Fast Filtering of Load Balanced or Proxied Connections

A common problem exists when investigating network issues through packet analysis. Web scale architecture provides ways to distribute workloads, and those mechanisms tend to abstract away silly things like the 5-tuple frequently used to identify individual conversations. Both proxies and load balancers can obscure a client’s IP address and source TCP port, and that makes it difficult to isolate a specific conversation across multiple networking devices.

The goal of this post is to describe an automated way to see if traffic is making it past the proxy, which can be extended to isolate the 5-tuple for the part of the conversation behind the proxy (source IP, source port, destination IP, destination port, TCP/UDP).

Architecture for this Scenario

To demonstrate how this can happen, a simple sample architecture can be used that shows a basic load balanced website.

Sample architecture depicting a user, a load balancer, and a pair of web servers

Sample architecture depicting a user, a load balancer, and a pair of web servers

This assumes a few configuration options:

  1. The client connects via HTTPS to the load balancer.
  2. The load balancer performs SSL offload and the traffic within the data center is unencrypted.
  3. The load balancer replaces the client's IP address with it's own Virtual IP Address (VIP).

These conditions typically mean that the load balancer will pass along a client's IP address within an X-Forwarded-For field within the HTTP header. This means that if we have firewall or load balancer logs that show incoming connections, or we have customers calling in who can give us their IP address, it is possible to isolate their traffic behind the load balancer.

Significance of a Novel Technique

If we can go through and find the traffic, why am I even writing this post?

Most packet analysis tools (including Wireshark, Endace, and some of the various Riverbed tools), are really good at quickly filtering through protocol headers because they’re optimized for parsing that binary data. They are less efficient at filtering through an ASCII-formatted HTTP header. Even Scapy, which is a Python library made for messing with packets, isn’t well optimized for looking through packet payloads.

Proposed Technique

For this task, it turns out that simplicity is key. To begin, we need a known client IP address and a broad packet capture behind the load balancer or proxy (it is really easy for a 5-10 minute packet capture to reach 100+ GB in an enterprise environment).

Step 1: Confirm the traffic exists

It doesn’t help to expend time and compute power searching through the details of a massive packet capture file if we don’t know the traffic under investigation even exists. I’ve found that the fastest way to do so is to ignore all the protocol headers.
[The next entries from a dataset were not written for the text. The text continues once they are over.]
PR #1305, opened 2019-08-29
Fix Doorkeeper::ApplicationController inheritance

### LINKED ISSUE #1302: When setting api_only mode to true, ActionController::Base will cause CSRF issues
I've spent several days trying to figure out why my api_only Rails 5 app and api_only Doorkeeper configuration would be throwing CSRF issues.

With some assistance I finally figured out that it was because Doorkeeper, by default, inherits from `ActionController::Base` which will re-add the check for CSRF protections (which are attempted to be disabled in `app/controller/doorkeeper/application_controller.rb`)

I believe it would be useful to either:
1. Change the `base_controller` to `ActionController::API` when `api_only` is set to `true
2. Add a note in the documentation/guide (perhaps adding on to the notes added in #1123 )
3. Add a note to the generated `config/initializers/doorkeeper.rb`, specifically the `api_only` block mentioning that adjustments to the `base_controller` need to be made.

or some combination of the above.

### Steps to reproduce
Create an API only rails application (I'm on 5.2.3). Add doorkeeper in and uncomment `api_only` in the initializer.

After creating an application, POST to /oauth/authorize as laid out in [the API docs](https://github.com/doorkeeper-gem/doorkeeper/wiki/API-endpoint-descriptions-and-examples#post---oauthauthorize)

### Expected behavior
POSTing to /oauth/authorize (with appropriate client_id, client_secret, etc.) should return a code and redirect

Setting api_only mode to true should either change the base_controller or tell me I have to in documetnation.

### Actual behavior
POSTing to /oauth/authorize `ActionController::InvalidAuthenticityToken (ActionController::InvalidAuthenticityToken)` is raised

### System configuration

**Ruby version**: 2.6.3

**Doorkeeper version**: 5.1.0

I think this is somewhat related to the discussions happening in #1110

nbulaj:
Make `Doorkeeper::ApplicationController` to inherit from `ActionController::API` in cases
 when `api_mode` enabled (fixes #1302).

### DIFF
--- a/CHANGELOG.md
+++ b/CHANGELOG.md
@@ -7,7 +7,8 @@ User-visible changes worth mentioning.
 
 ## master
 
-- [#PR ID] Add your description here.
+- [#1305] Make `Doorkeeper::ApplicationController` to inherit from `ActionController::API` in cases
+  when `api_mode` enabled (fixes #1302).
 
 ## 5.2.0.rc3
 
--- a/Gemfile
+++ b/Gemfile
@@ -5,7 +5,7 @@ git_source(:github) { |repo| "https://github.com/#{repo}.git" }
 
 gemspec
 
-gem "rails", "~> 6.0.0.rc2"
+gem "rails", "~> 6.0.0"
 
 # TODO: Remove when rspec-rails 4.0 released
 gem "rspec-core", github: "rspec/rspec-core"
--- a/app/controllers/doorkeeper/application_controller.rb
+++ b/app/controllers/doorkeeper/application_controller.rb
@@ -2,7 +2,7 @@
 
 module Doorkeeper
   class ApplicationController <
-    Doorkeeper.configuration.base_controller.constantize
+    Doorkeeper.configuration.resolve_controller(:base)
     include Helpers::Controller
 
     unless Doorkeeper.configuration.api_only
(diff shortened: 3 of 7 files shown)


nbulaj:
@0xtobit could you please take a look?

0xtobit:
This looks great! Thanks for doing this, I was struggling to grok the option DSL to get this working myself.

I would suggest adding this

```diff
diff --git a/lib/generators/doorkeeper/templates/initializer.rb b/lib/generators/doorkeeper/templates/initializer.rb
index 0aa76930..c469a137 100644
--- a/lib/generators/doorkeeper/templates/initializer.rb
+++ b/lib/generators/doorkeeper/templates/initializer.rb
@@ -70,7 +70,8 @@ Doorkeeper.configure do
   # access_token_generator '::Doorkeeper::JWT'

   # The controller Doorkeeper::ApplicationController inherits from.
-  # Defaults to ActionController::Base.
+  # Defaults to ActionController::Base unless api_only is set, which changes the default to
+  # ActionController::API
```
or some similar note to the generated config.

Thanks again! 🙌

nbulaj:
That's a nice point, @0xtobit ! I forgot about it, thanks. I'll add it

It takes time to process binary, especially if Scapy is doing it, so we can save a lot of time by reading in the PCAP as a regular text file.

To save on system memory (because I don’t have 100GB of RAM in my computer), we read line-by-line.

with open(pcap_fn, mode="rb") as pcap:
    print "PCAP Loaded"
    for line in pcap:
        iterate_basic_ip_check(line,target_ip)

In the HTTP header, the different fields are delimited by a newline character, so the X-Forwarded-For field we’re looking for appears in it’s own line using this technique, which allows us to match an ip address with some really simple regex.

def iterate_basic_ip_check(line, target):
    match = re.match('X-Forwarded-For: (\d{1,3}.\d{1,3}.\d{1,3}.\d{1,3})',line)
    if match:
        if match.group(1) == target:
            print "Target IP %s found" % target

All put together, this script (available on Github) runs blazingly fast. I estimated 200+ MB/sec on my machine, and it’s possible to parallelize this workload to take advantage of multiple cores.

Step 2: Isolate the 5-tuple

Once we know the correct traffic exists, we can re-iterate using Scapy to identify the 5-tuple, or potentially multiple 5-tuples, used. This is left as an exercise for the reader (you can thank my engineering textbooks for teaching me this wonderful and horribly frustrating phrase).

Conclusion

If you find yourself in the position where an expected IP address is disappearing behind a proxy or load balancer, it is possible to process a fairly large amount of data to isolate the conversation in the next segment of the network as long as the HTTP header is exposed.